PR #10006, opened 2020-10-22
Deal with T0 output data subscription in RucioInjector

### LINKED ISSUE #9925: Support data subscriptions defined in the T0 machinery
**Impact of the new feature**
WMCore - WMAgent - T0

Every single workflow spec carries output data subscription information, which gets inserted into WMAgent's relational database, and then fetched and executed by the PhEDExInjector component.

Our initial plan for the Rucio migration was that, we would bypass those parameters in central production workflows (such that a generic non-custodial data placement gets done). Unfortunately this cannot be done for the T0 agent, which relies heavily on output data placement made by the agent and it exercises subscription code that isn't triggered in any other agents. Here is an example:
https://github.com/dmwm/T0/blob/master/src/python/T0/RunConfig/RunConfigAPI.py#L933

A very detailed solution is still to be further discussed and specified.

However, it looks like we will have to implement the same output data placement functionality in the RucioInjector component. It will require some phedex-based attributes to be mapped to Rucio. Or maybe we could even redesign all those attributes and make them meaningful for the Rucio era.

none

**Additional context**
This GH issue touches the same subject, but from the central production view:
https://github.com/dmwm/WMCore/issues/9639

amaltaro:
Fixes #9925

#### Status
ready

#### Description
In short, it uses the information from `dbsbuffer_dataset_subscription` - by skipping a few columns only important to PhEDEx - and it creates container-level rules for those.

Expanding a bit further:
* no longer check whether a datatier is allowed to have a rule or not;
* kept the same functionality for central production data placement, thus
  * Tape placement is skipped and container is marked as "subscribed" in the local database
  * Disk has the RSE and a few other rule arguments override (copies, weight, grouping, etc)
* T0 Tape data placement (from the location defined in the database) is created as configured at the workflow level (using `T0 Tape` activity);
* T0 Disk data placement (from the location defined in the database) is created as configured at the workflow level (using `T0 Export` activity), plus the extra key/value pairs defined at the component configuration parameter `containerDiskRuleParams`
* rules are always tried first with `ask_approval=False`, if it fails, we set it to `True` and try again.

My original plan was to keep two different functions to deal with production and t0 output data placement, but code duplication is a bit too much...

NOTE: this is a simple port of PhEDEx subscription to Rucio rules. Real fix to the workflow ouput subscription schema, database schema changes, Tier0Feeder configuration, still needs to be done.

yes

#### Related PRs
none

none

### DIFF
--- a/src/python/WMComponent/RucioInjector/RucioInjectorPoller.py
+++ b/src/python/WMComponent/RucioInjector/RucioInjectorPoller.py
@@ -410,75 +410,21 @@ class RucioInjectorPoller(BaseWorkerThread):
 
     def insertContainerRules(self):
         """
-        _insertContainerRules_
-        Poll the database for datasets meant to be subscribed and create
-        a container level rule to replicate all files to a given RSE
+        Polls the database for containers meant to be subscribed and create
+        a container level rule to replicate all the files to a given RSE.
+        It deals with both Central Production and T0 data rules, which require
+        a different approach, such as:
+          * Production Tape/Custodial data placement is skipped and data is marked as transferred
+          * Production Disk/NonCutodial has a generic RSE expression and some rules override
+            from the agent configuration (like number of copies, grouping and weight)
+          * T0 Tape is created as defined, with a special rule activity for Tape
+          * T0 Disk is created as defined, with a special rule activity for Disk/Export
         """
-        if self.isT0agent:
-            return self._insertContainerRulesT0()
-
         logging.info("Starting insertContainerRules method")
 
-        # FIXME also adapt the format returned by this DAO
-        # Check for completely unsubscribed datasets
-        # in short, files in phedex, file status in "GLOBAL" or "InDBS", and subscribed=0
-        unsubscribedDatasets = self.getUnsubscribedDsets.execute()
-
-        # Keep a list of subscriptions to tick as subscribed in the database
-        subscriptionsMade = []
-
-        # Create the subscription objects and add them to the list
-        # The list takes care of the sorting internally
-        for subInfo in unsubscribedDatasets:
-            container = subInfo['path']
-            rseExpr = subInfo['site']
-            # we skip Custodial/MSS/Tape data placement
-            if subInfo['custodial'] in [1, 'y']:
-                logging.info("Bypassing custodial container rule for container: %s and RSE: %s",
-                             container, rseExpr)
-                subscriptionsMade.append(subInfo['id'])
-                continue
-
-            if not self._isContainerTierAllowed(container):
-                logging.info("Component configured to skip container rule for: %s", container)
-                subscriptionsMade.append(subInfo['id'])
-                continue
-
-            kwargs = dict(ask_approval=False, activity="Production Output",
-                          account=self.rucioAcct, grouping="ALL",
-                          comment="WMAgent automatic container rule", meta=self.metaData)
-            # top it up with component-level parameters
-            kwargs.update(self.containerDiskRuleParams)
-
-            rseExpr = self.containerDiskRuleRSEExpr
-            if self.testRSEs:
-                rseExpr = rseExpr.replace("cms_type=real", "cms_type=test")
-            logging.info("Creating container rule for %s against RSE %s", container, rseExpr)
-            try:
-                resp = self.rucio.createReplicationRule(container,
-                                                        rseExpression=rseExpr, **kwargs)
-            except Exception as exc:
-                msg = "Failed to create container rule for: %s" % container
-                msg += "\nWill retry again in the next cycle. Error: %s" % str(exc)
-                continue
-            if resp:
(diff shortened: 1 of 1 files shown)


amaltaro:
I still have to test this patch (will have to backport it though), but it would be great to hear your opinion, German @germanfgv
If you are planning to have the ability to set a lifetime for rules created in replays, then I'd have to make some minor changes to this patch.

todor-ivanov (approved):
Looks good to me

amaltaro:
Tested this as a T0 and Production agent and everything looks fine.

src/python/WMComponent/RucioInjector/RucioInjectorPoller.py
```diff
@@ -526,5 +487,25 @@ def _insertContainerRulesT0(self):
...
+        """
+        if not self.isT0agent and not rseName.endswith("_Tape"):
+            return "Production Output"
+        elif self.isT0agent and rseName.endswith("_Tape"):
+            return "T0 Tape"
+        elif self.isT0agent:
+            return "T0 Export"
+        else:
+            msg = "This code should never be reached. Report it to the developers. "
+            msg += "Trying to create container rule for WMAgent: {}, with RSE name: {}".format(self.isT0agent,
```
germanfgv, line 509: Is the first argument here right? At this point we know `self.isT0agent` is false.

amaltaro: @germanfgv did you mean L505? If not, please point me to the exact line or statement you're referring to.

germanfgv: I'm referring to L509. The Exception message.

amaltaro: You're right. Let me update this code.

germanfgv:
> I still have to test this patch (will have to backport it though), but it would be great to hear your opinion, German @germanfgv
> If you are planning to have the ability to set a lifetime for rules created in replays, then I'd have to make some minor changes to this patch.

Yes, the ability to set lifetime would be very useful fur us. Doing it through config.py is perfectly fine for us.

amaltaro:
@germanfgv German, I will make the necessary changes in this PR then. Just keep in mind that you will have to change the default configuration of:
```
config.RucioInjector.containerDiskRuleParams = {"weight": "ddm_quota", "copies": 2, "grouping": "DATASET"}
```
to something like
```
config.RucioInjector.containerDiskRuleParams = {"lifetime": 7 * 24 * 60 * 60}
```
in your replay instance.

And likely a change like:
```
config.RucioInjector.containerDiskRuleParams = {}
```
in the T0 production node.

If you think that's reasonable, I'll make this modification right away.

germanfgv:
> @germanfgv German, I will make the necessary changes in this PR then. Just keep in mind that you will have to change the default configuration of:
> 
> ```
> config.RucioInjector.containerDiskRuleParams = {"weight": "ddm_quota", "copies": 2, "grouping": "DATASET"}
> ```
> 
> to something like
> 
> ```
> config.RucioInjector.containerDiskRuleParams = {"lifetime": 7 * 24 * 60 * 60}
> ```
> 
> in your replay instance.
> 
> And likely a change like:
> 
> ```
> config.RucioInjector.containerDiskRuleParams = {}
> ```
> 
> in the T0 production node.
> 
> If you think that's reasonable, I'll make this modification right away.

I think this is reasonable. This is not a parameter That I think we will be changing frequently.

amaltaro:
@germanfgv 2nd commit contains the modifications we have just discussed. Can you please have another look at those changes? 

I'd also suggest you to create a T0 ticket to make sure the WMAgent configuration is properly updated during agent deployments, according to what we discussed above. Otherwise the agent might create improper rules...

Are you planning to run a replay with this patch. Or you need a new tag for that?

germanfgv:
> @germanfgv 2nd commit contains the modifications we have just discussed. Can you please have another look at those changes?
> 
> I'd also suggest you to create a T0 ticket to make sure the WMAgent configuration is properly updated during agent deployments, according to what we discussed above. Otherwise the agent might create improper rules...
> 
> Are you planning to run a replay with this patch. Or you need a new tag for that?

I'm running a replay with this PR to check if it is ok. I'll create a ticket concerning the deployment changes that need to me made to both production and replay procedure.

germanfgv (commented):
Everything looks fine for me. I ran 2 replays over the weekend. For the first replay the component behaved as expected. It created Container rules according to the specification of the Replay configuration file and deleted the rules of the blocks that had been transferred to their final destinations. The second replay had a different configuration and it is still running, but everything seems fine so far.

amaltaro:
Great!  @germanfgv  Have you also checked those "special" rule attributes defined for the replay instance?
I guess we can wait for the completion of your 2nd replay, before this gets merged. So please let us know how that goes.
====
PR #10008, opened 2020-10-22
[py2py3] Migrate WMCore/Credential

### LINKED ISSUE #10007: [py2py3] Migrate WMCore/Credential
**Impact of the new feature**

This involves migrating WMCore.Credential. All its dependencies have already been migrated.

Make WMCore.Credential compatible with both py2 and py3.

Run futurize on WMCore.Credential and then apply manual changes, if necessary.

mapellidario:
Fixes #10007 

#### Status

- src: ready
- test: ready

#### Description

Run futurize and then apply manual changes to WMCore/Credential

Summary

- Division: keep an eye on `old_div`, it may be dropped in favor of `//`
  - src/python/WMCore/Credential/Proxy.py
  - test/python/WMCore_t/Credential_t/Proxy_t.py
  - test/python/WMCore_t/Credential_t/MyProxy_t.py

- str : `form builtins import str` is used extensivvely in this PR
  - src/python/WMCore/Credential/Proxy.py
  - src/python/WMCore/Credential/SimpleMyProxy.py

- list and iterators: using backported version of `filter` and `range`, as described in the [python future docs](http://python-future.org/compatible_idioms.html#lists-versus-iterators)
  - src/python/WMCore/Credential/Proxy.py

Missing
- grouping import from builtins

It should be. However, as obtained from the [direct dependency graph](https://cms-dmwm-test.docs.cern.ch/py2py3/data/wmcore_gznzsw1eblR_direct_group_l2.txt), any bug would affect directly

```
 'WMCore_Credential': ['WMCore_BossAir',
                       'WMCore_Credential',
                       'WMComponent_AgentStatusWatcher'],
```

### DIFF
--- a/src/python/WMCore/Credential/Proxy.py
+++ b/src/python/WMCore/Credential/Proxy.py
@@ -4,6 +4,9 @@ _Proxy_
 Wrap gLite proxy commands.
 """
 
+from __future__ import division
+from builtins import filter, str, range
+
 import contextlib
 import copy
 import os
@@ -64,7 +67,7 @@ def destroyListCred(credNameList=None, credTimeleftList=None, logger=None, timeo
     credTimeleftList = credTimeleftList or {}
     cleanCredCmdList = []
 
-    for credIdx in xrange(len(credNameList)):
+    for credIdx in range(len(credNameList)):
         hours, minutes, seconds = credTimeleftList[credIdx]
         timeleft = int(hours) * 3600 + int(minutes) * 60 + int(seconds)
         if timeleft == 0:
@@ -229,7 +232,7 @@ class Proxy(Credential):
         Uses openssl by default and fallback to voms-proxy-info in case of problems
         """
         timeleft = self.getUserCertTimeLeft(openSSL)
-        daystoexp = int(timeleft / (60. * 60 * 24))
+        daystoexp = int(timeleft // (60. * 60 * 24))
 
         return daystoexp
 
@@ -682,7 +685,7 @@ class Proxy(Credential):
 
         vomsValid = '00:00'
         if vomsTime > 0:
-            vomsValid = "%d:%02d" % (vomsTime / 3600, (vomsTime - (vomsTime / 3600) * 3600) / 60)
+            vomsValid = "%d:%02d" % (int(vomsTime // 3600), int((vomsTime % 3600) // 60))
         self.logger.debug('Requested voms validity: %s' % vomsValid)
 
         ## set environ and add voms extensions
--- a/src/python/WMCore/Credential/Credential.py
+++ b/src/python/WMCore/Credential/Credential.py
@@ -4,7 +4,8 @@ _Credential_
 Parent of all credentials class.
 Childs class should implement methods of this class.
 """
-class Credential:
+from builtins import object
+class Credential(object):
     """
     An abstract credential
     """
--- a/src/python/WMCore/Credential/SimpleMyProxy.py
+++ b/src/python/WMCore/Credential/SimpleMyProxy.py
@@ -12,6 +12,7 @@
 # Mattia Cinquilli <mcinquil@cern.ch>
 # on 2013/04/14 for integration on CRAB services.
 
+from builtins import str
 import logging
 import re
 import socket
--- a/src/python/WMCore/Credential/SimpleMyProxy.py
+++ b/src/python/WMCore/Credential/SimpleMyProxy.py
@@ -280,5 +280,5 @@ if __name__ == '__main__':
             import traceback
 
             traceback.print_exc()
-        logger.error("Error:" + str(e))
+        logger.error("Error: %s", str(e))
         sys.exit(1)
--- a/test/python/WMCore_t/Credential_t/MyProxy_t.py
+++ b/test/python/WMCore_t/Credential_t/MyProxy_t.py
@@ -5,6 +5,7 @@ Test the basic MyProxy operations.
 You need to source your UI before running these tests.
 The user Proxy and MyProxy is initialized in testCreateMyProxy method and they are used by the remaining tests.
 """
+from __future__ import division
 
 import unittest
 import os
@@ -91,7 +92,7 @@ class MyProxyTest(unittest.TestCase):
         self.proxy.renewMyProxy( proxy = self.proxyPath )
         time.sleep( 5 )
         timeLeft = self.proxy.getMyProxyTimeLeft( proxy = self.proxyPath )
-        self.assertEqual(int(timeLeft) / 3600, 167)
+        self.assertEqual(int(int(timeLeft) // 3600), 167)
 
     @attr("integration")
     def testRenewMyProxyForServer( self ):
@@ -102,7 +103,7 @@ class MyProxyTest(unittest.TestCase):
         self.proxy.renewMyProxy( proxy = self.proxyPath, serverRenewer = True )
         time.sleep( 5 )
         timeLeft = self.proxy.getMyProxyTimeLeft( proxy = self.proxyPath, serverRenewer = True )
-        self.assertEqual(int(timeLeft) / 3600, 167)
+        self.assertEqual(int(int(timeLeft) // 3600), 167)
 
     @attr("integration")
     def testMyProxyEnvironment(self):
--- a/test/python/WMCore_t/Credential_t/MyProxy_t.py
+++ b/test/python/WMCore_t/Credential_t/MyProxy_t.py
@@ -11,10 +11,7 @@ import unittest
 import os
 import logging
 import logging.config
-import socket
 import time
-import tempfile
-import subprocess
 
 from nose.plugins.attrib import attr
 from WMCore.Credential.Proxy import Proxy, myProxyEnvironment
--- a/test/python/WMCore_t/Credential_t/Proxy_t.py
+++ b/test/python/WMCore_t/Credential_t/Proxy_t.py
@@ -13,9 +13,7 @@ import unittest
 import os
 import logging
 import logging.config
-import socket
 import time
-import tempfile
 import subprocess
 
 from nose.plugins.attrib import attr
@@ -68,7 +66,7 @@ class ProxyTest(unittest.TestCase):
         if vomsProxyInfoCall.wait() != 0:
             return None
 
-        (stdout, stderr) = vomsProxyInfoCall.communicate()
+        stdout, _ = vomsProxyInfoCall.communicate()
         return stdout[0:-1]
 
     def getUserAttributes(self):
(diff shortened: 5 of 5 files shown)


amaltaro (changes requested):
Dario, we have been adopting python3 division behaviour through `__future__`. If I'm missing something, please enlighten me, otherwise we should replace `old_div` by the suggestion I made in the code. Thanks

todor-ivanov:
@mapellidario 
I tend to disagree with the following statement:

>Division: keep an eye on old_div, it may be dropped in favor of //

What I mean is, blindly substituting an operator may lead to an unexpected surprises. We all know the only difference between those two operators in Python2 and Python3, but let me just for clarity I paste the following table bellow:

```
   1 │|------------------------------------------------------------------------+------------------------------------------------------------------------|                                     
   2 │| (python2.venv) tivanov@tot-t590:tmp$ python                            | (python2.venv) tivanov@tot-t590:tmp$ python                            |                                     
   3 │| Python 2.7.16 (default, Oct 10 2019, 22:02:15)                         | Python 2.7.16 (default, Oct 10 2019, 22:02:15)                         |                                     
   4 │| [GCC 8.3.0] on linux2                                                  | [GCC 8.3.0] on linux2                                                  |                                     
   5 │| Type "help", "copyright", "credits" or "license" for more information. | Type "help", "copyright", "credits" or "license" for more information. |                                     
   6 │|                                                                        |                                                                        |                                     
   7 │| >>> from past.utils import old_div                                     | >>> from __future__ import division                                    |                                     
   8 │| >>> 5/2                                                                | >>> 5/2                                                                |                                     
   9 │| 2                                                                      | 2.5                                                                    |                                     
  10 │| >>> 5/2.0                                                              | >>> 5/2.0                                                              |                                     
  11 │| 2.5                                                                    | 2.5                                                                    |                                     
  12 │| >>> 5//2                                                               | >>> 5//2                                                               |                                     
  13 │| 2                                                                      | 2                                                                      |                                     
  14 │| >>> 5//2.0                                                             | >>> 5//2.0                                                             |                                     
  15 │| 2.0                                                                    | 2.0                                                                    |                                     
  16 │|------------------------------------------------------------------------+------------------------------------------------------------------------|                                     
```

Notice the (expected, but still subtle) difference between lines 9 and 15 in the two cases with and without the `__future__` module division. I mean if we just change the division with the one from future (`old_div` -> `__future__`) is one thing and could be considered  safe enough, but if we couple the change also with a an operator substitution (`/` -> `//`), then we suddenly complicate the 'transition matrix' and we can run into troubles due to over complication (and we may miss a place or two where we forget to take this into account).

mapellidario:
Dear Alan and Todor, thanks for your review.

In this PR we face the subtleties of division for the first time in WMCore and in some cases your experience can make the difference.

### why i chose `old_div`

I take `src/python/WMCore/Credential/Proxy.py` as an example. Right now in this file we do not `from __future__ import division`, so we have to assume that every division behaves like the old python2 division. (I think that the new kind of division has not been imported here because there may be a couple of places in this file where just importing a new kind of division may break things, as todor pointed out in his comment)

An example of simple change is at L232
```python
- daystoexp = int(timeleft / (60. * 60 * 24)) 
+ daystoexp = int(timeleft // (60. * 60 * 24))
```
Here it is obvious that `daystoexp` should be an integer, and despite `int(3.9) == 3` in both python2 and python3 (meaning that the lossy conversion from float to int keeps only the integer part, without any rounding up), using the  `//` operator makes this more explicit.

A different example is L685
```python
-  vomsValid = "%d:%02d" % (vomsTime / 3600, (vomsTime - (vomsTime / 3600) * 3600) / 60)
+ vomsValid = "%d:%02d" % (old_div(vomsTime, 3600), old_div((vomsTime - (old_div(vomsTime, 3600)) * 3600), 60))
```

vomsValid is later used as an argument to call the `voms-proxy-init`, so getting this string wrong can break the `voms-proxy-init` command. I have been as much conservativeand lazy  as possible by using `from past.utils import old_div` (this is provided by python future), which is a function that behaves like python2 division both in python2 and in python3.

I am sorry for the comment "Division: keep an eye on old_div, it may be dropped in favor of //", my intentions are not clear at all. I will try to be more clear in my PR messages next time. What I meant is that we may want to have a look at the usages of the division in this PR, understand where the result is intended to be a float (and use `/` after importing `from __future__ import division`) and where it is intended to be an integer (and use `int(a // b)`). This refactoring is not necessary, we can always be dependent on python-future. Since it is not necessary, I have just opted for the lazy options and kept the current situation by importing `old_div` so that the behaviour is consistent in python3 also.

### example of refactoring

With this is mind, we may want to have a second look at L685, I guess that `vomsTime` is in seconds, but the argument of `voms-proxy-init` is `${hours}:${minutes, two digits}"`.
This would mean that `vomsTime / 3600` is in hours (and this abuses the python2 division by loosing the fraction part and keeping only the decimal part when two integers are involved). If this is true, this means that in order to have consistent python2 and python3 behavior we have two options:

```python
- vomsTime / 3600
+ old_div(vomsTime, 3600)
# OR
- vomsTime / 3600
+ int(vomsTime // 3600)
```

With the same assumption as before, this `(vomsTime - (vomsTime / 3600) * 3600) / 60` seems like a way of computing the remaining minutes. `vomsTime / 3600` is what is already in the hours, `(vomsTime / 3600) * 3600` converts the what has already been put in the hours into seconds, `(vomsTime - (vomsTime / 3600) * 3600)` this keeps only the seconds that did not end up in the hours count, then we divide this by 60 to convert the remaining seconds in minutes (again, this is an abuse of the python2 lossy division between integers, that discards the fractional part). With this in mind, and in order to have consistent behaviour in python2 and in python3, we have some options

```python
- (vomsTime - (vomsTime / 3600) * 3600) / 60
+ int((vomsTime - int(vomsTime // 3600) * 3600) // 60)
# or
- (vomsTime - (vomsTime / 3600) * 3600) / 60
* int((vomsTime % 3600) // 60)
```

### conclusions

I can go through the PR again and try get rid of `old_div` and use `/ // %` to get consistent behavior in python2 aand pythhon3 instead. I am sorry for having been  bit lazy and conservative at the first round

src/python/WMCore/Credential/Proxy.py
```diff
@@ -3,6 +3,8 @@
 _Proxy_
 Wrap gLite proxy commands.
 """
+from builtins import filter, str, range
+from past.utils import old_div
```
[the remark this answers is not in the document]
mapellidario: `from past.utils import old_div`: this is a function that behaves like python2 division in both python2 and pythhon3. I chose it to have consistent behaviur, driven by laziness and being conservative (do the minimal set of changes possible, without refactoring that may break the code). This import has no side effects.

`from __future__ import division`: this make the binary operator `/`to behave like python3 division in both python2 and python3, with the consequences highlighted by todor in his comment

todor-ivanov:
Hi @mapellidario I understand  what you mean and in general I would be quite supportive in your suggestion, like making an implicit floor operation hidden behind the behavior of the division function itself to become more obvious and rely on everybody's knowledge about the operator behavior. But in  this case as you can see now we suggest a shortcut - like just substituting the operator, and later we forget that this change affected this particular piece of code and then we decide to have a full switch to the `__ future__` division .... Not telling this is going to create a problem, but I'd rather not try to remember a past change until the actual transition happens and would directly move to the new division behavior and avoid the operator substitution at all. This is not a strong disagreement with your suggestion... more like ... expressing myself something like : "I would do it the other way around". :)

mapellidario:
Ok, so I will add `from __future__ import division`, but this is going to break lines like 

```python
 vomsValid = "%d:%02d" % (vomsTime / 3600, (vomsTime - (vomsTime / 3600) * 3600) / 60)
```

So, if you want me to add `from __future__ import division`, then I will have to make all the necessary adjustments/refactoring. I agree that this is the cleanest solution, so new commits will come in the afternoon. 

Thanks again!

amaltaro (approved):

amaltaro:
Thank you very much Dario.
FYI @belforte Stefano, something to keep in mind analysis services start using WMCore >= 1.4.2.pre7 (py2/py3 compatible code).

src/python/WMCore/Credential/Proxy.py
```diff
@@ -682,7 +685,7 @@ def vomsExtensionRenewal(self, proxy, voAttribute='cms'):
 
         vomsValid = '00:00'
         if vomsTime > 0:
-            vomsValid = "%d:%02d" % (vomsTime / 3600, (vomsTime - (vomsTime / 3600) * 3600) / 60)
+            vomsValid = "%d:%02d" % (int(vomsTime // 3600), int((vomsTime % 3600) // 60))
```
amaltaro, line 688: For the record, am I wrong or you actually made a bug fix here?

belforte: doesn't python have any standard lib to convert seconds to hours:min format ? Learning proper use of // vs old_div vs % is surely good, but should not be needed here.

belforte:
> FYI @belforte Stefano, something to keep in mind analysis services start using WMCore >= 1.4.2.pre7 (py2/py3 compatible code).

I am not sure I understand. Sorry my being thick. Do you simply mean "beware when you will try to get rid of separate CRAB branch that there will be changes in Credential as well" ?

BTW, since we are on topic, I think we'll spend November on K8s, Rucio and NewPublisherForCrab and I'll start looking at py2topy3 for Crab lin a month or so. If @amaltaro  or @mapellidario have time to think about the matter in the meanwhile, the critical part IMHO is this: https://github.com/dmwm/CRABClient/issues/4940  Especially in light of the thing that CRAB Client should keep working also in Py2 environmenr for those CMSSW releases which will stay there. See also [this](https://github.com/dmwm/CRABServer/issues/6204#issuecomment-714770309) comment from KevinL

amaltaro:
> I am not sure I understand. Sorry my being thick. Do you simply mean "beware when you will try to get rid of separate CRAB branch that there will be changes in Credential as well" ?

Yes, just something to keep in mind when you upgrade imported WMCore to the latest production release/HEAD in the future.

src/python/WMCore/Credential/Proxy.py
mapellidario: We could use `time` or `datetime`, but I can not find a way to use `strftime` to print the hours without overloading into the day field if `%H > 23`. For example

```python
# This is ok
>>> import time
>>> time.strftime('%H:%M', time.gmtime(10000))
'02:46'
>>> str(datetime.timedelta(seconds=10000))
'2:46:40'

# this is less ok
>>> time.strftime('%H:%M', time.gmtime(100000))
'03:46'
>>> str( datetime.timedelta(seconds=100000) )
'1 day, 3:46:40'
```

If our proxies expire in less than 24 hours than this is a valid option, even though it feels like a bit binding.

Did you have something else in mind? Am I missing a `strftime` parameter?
====
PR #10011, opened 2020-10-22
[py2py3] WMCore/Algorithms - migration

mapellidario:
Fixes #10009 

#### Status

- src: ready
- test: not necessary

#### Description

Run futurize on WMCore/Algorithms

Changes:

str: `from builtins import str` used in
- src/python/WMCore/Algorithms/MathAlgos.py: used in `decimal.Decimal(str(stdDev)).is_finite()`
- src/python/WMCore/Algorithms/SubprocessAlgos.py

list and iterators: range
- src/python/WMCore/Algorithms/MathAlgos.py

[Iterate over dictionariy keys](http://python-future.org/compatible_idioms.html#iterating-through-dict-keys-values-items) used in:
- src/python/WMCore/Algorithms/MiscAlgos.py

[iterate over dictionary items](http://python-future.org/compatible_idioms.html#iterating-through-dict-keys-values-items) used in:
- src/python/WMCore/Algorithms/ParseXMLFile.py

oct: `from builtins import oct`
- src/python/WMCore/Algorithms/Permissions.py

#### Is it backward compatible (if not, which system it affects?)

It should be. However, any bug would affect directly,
====
Among the entries above, locate the lines containing "by this DAO" and "custodial container rule", and transcribe exactly those two lines and all lines between.

:: ANSWER BELOW ::
-        # FIXME also adapt the format returned by this DAO
-        # Check for completely unsubscribed datasets
-        # in short, files in phedex, file status in "GLOBAL" or "InDBS", and subscribed=0
-        unsubscribedDatasets = self.getUnsubscribedDsets.execute()
-
-        # Keep a list of subscriptions to tick as subscribed in the database
-        subscriptionsMade = []
-
-        # Create the subscription objects and add them to the list
-        # The list takes care of the sorting internally
-        for subInfo in unsubscribedDatasets:
-            container = subInfo['path']
-            rseExpr = subInfo['site']
-            # we skip Custodial/MSS/Tape data placement
-            if subInfo['custodial'] in [1, 'y']:
-                logging.info("Bypassing custodial container rule for container: %s and RSE: %s",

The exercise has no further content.